Record holder Mark Hartell flew in from California to witness the younger man’s crack at his tally, established in 1997. Perry also had support and pacing from some of ultrarunning’s top names, including Kim Collison, Steve Birkinshaw, Ben Abdelnoor and Nicky Spinks, who holds the women’s 24-hour record at 64 summits.

Mark Hartell, whose record still stands

Mark Hartell, whose record still stands

But Perry, who has won the classic Fellsman race in the Yorkshire Dales three times, failed in his bid, which would have seen him add Haycock to Hartell’s list to push the record up by one peak. He fell 12 minutes behind his schedule in Wasdale, and realised the record was then beyond his reach.

Adam Perry said: “I’d like to thank everyone for their unbelievable support. I feel humbled that so many people took time out to support me in person, follow my progress online and write such wonderful messages.
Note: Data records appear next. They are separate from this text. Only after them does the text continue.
PR #2730, opened 2024-06-25
Jkind Error Messages

liam923:
Improve errror messages for kind mismatches. The new behavior is:
1. If the layouts disagree, the error message will only be about layouts (regardless of whether modes agree), and modes are not included in the error message. Layouts are referred to by names like `float64`, even though this is a white lie, since that's actually the name of a kind.
2. If the layouts agree, then the message will be about kinds. The full jkind is printed out.

For the second case, I'd like to add some sort of hint at the end of the message about which modal axes disagree. But I don't have a great idea yet of what I think that should look like, so I chose to leave that for later work.

I think a reasonable alternative approach would be to completely get rid of case 1. Instead, always make the error message about kinds. When there is a layout disagreement, add a hint to the end of the message saying so. I'm not sure if this would be more or less confusing to users.

The diff is large, but most of it is tests. And most of those changes are the same change, repeated a bazillion times.

### DIFF
--- a/ocaml/otherlibs/dynlink/Makefile
+++ b/ocaml/otherlibs/dynlink/Makefile
@@ -123,6 +123,7 @@ COMPILERLIBS_SOURCES=\
   typing/primitive.ml \
   typing/zero_alloc.ml \
   typing/types.ml \
+  typing/oprint.ml \
   typing/jkind.ml \
   typing/typedtree.ml \
   typing/btype.ml \
--- a/ocaml/testsuite/tests/typing-layouts-or-null/basics.ml
+++ b/ocaml/testsuite/tests/typing-layouts-or-null/basics.ml
@@ -27,10 +27,10 @@ Line 1, characters 6-26:
 Error: This pattern matches values of type t_any_non_null
        but a pattern was expected which matches values of type
          ('a : '_representable_layout_1)
-       The layout of t_any_non_null is any, because
-         of the definition of t_any_non_null at line 2, characters 0-34.
-       But the layout of t_any_non_null must be representable, because
-         we must know concretely how to pass a function argument.
+       The layout of t_any_non_null is any
+         because of the definition of t_any_non_null at line 2, characters 0-34.
+       But the layout of t_any_non_null must be representable
+         because we must know concretely how to pass a function argument.
 |}]
 
 type t = { x : t_any_non_null }
@@ -40,10 +40,10 @@ Line 1, characters 11-29:
 1 | type t = { x : t_any_non_null }
                ^^^^^^^^^^^^^^^^^^
 Error: Record element types must have a representable layout.
-       The layout of t_any_non_null is any, because
-         of the definition of t_any_non_null at line 2, characters 0-34.
-       But the layout of t_any_non_null must be representable, because
-         it is the type of record field x.
+       The layout of t_any_non_null is any
+         because of the definition of t_any_non_null at line 2, characters 0-34.
+       But the layout of t_any_non_null must be representable
+         because it is the type of record field x.
 |}]
 
 module type S1 = sig
@@ -55,10 +55,10 @@ Line 2, characters 10-24:
 2 |   val x : t_any_non_null
               ^^^^^^^^^^^^^^
 Error: This type signature for x is not a value type.
-       The layout of type t_any_non_null is any, because
-         of the definition of t_any_non_null at line 2, characters 0-34.
-       But the layout of type t_any_non_null must be a sublayout of value, because
-         it's the type of something stored in a module structure.
+       The layout of type t_any_non_null is any
+         because of the definition of t_any_non_null at line 2, characters 0-34.
+       But the layout of type t_any_non_null must be a sublayout of value
+         because it's the type of something stored in a module structure.
 |}]
 
 module type S2 = sig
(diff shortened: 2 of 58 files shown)


goldfirere:
As you admit, this is kinda impossible to review. One way to make it much easier is to take the `because`-shuffling and break it out into its own commit, possibly before all of the others. Then I could review the interesting commits.

(I actually tried to do this, but ran into an unexpected error in `hidden_modules/test.ml` that I decided not to investigate further.)

Why was it necessary to move the `because` anyway? I'm worried its new placement will cause more lines to overflow, but I could be wrong. (I agree it flows better in its new placement.)

For hard-to-review PRs, it is very helpful to offer the reviewer the tools they need to effectively review, sometimes even providing little scripts to assist in reducing diffs. I don't think that's necessary here -- some git shuffling should be sufficient.

ocaml/typing/jkind.mli
```diff
@@ -417,6 +420,8 @@ val set_externality_upper_bound : t -> Externality.t -> t
 (*********************************)
 (* pretty printing *)
 
+val print_out_jkind : Format.formatter -> Outcometree.out_jkind -> unit
```
goldfirere, line 423: I'm surprised to see this here, and not in oprint, which is where such functions normally live. Is there a reason to buck convention here? Same for the other new exported function here.

ocaml/typing/jkind.mli
goldfirere, line 1: I thought this PR would end up removing the `Legacy` bits, but I don't see that here. Did I misunderstand something? Is that a followup somehow?

liam923: See https://github.com/ocaml-flambda/flambda-backend/pull/2676#discussion_r1667123424

liam923:
Re: shuffling `because`

I think shuffling the `because` makes the message substantially nicer when there is a long jkind. Ex:
```
Error: The kind of type t is value
         because it's a boxed record type.
       But the kind of type t must be a subkind of
         any mod global many uncontended portable
         because of the annotation on the declaration of the type t.
```
Compare this to:
```
Error: The kind of type t is value, because
         it's a boxed record type.
       But the kind of type t must be a subkind of
         any mod global many uncontended portable, because
         of the annotation on the declaration of the type t.
```

I think the difference between these will be even more pronounced when we start having even longer jkinds that take multiple lines. For example, I think that:
```
But the kind of type t must be a subkind of
  value mod global with 'a
                    protable with 'a
                    uncontended with 'a
                    unique
                    many
                    external
  because of the annotation on the declaration of the type t.
```
is a lot more readable than:
```
But the kind of type t must be a subkind of
  value mod global with 'a
                    protable with 'a
                    uncontended with 'a
                    unique
                    many
                    external, because
  of the annotation on the declaration of the type t.
```

liam923:
@goldfirere I've done some commit shuffling. Now, the two most recent commits encompass most of the test changes:
- d40270c: Make tests say kind when appropriate, and print actual layouts instead of legacy
- c2028fc: Update tests to shuffle because

ocaml/typing/jkind.mli
liam923: At the time I had managed to convince myself that this was necessary to avoid a dependency cycle. But I think that was wrong. I'll move it.

liam923: It's been moved

liam923: But the `Outcometree.out_jkind` is still generated in the `Jkind` module. I'm not sure if that goes against convention? I wanted to keep the logic about printing jkinds in the `Jkind` module.

goldfirere: I think probably generating the `out_jkind` here is OK. But I have a suspicion that there's a good reason for the module structure the way that it is. In any case, the processing done in the moved functions is a bit simple, and so I think it's OK for it to be elsewhere.

goldfirere (approved):

ocaml/otherlibs/dynlink/Makefile
```diff
@@ -123,6 +123,7 @@ COMPILERLIBS_SOURCES=\
   typing/primitive.ml \
   typing/zero_alloc.ml \
   typing/types.ml \
+  typing/oprint.ml \
```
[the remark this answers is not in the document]
liam923: Turns out I didn't need to add this - it builds fine without. But it doesn't seem to hurt to leave in.

ocaml/typing/jkind.ml
```diff
@@ -502,7 +511,10 @@ module Const = struct
   end
 
   module To_out_jkind_const = struct
```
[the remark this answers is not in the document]
liam923: Agreed

ocaml/testsuite/tests/typing-layouts-or-null/basics.ml
```diff
@@ -112,7 +113,8 @@ Error: Record element types must have a representable layout.
        The layout of t_value_or_null is value_or_null, because
```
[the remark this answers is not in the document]
liam923: This is a test whose output was modified in the last three commits that touched a bunch of tests. Based on how GitHub is showing your commend to me, I think you were looking at a diff that doesn't include those changes when you left this comment. Just to make sure we are on the same page, the new error message is:
```
Error: Record element types must have a representable layout.
       The kind of t_value_or_null is value_or_null
         because of the definition of t_value_or_null at line 3, characters 0-36.
       But the kind of t_value_or_null must be a subkind of value
         because it is the type of record field x,
         defaulted to kind value.
```
Excluding the first line, this talks about kinds instead of layout, which is an improvement in my book. But I agree the first line is still bad. I'll see if I can improve it.

The `scannable` idea is interesting, althought I think its name would be confusing if we add a `scannability` axis.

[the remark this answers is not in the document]
liam923: I think this might also be fine to leave for now - at least this case. If I understand correctly, this should be accepted in the future, as `value_or_null` should be considered representable.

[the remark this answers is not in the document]
goldfirere: Yes, thanks for clarifying. I agree this is fine.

“It was a great day out running in England’s biggest mountains, I’m just sorry I couldn’t turn all the amazing goodwill into success.

“The weather early on was surprisingly hot and humid. To be honest, this took its toll and I struggled to get over this. I pushed hard but never really found a rhythm.

“Later in the day we lost time finding our way through the mist that had rolled in over the mountains and my quad muscles had also turned to stone.

“I decided to stop the attempt on the top of summit 51, Yewbarrow, after 61 miles and 27,000 feet of climb. I had run for 15 hours but was down on the record schedule I’d set myself and knew it wasn’t realistic to make up the time.”

The Lake District 24 Hours Challenge began as an extension of the Bob Graham Round, which involves summiting 42 fells in 24 hours, traditionally starting and ending at the Moot Hall in Keswick. The challenge is named after the Keswick guest-house owner who ran the 106km (66-mile) route with 8,200m (26,900ft) of ascent.

Adam Perry’s attempt would have involved more than 177km (110 miles) and 11,890m (39,000ft) of ascent. It was supported by footwear and clothing brand innov8.